PTP-001 eluates and LR-PRP or LP-PRP samples were combined with culture media at a 1:5 ratio to emulate dilution into the synovial fluid volume of aspirated human knee joints,¹¹ and tested in a macrophage anti-inflammatory assay as previously described.⁵ Briefly, human THP-1 monocytes were differentiated to a macrophage phenotype and treated with lipopolysaccharide, in the absence or presence of PTP-001 eluates or PRP preparations for 24 hours. Dexamethasone (Dex; 500 nM; Sigma-Aldrich, St. Louis, MO) was utilized as a positive inhibitory control. Pro-inflammatory cytokine content (tumor necrosis factor (TNF)-α) of the culture media was assessed by ELISA (R&D Systems), and the results were normalized to viable cell numbers quantified using a CellTiter cell proliferation assay (Promega, Madison, WI).

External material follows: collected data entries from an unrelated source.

PR #13955, opened 2022-01-04
Shorten 'rpm -q --changelog' command output

pdostal:
- Error: https://openqa.suse.de/tests/7937937#step/rpm/105
- Verification run: http://pdostal-server.suse.cz/tests/13003#step/rpm/53

### DIFF
--- a/tests/console/rpm.pm
+++ b/tests/console/rpm.pm
@@ -69,7 +69,7 @@ sub run {
         # Get detailed information for a package
         assert_script_run("rpm -qi $installed_pkg");
         # Read changelog of a package
-        assert_script_run("rpm -q --changelog $installed_pkg", 90);
+        assert_script_run("rpm -q --changelog $installed_pkg | tail -n 40", 90);
         # List what a package provides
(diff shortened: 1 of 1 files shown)


tests/console/rpm.pm
```diff
@@ -69,7 +69,7 @@ sub run {
         # Get detailed information for a package
         assert_script_run("rpm -qi $installed_pkg");
         # Read changelog of a package
-        assert_script_run("rpm -q --changelog $installed_pkg", 90);
+        assert_script_run("rpm -q --changelog $installed_pkg", 180);
```
asmorodskyi, line 72: I the problem is that it taking too long to pass log over a network . so 180 will help until there will be bigger network problem so it will timeout even with 180 :) what if instead we will do something like this ? :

Human Synoviocyte/Chondrocyte Co-Culture Bioassay

PTP-001 eluates and PRP preparations were tested in a co-culture system comprising human articular chondrocytes and synoviocytes (non-OA donor tissues). Human condylar cartilage and synovial membrane samples from the knee joints of 5 individual donors were acquired from MTF Biologics (Edison, NJ) and underwent standard collagenase digestion to obtain single cell suspensions. P0 synoviocytes were plated for 48 hours in high-glucose Dulbecco’s Modified Eagle’s Medium (DMEM) containing 10% fetal bovine serum (FBS), 25 mM (4-(2-hydroxyethyl)-1-piperazineethanesulfonic acid (HEPES)), penicillin (100 U/ml), and streptomycin (100 μg/ml) to allow for stabilization. Synoviocytes were lifted with Accumax (Innovative Cell Technologies, Inc., San Diego, CA) and replated in a 12-well plate in DMEM+10% FBS medium for 24 hours.

Synoviocytes were then rinsed and treated with or without 2 ng/ml human recombinant IL-1β (Life Technologies Corporation, Carlsbad, CA) for 24 hours in Opti-MEM. Synoviocytes were rinsed and chondrocytes that had been cultured in Ham’s F-12 containing 10% FBS, 25 mM HEPES, penicillin (100 U/ml), streptomycin (100 µg/ml), ascorbic acid (50 µg/ml), and α-ketoglutaric acid (30 µg/ml) for 48 hours were added to establish co-cultures in transwell chambers. The synoviocyte compartment was plated on the bottom of the tissue culture well, with the chondrocyte compartment seeded on the membrane insert (pore size 0.4 µm; Millipore, Burlington, MA). Co-cultures were treated for 48 hours with Opti-MEM with or without 1:5 dilutions of PTP-001 eluate (50 mg/ml in Opti-MEM), or 1:5 dilutions of either LR-PRP or LP-PRP (the PTP-001 or PRP donor samples used for this assay had generated approximately equal results in the macrophage anti-inflammatory assay, and are indicated by the yellow-filled circles in Fig. 2 ).

Gene Expression Analysis

Synoviocytes or chondrocytes were lysed in the separate transwell compartments, and total RNA was isolated using an RNeasy Mini Kit (QIAGEN, Hilden, Germany). Purity and concentration of the RNA were assessed by UV microspectrophotometry (NanoDrop 1000 Spectrophotometer: Thermo Fisher Scientific). Real-time quantitative polymerase chain reaction (PCR) was performed using the TaqMan One-Step RT-PCR technique with all samples run in duplicate (ViiA 7 Real-Time PCR System: Applied Biosystems, Foster City, CA).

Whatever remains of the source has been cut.